Your task: In the data below, the answer is the run of lines from the line containing "other channels */" through the line containing "4.11.0 and master.", both included; print it exactly and nothing else.

Stored data:
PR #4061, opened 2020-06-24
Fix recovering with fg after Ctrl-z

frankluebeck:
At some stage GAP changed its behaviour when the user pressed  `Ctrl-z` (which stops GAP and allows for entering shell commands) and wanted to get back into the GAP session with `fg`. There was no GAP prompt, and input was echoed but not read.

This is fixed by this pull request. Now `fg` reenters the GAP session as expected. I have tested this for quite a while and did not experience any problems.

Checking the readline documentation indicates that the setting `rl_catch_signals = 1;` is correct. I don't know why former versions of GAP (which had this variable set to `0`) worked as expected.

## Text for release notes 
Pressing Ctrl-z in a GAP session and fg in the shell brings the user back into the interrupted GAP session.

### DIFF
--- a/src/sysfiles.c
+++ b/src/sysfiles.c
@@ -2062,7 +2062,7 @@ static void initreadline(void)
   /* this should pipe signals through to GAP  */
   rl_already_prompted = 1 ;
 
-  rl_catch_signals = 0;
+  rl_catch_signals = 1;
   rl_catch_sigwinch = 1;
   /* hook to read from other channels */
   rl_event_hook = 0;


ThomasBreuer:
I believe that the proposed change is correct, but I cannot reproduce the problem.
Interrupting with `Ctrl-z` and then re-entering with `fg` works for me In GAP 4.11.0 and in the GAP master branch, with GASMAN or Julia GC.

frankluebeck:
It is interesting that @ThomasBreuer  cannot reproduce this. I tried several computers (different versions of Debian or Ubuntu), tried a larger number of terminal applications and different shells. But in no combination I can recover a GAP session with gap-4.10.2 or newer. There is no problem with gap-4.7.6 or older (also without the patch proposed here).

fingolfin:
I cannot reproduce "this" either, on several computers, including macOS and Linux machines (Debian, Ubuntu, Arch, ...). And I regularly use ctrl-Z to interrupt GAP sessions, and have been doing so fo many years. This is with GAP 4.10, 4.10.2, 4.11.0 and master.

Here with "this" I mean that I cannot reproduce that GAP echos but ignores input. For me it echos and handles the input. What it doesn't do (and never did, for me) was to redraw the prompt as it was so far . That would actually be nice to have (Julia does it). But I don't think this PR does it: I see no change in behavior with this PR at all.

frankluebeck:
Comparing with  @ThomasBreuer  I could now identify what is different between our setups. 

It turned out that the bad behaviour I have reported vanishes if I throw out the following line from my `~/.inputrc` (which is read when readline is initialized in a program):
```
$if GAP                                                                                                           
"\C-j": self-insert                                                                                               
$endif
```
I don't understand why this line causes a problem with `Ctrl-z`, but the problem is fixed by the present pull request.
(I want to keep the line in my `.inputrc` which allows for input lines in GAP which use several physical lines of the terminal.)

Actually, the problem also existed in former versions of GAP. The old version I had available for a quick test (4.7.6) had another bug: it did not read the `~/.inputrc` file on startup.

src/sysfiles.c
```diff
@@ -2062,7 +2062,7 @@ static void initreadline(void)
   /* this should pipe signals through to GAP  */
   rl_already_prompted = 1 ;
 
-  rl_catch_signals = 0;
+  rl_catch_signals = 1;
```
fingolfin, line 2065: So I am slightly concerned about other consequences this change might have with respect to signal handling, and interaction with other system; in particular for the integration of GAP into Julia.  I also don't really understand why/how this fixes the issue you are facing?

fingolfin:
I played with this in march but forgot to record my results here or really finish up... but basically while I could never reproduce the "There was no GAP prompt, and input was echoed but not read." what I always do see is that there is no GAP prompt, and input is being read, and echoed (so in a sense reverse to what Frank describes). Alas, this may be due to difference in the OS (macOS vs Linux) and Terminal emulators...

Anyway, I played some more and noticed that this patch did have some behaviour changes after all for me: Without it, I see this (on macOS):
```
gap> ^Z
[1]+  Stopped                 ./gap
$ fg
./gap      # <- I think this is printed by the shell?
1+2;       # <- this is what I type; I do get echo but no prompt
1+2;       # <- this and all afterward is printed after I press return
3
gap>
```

Result of the task:
   /* hook to read from other channels */
   rl_event_hook = 0;


ThomasBreuer:
I believe that the proposed change is correct, but I cannot reproduce the problem.
Interrupting with `Ctrl-z` and then re-entering with `fg` works for me In GAP 4.11.0 and in the GAP master branch, with GASMAN or Julia GC.

frankluebeck:
It is interesting that @ThomasBreuer  cannot reproduce this. I tried several computers (different versions of Debian or Ubuntu), tried a larger number of terminal applications and different shells. But in no combination I can recover a GAP session with gap-4.10.2 or newer. There is no problem with gap-4.7.6 or older (also without the patch proposed here).

fingolfin:
I cannot reproduce "this" either, on several computers, including macOS and Linux machines (Debian, Ubuntu, Arch, ...). And I regularly use ctrl-Z to interrupt GAP sessions, and have been doing so fo many years. This is with GAP 4.10, 4.10.2, 4.11.0 and master.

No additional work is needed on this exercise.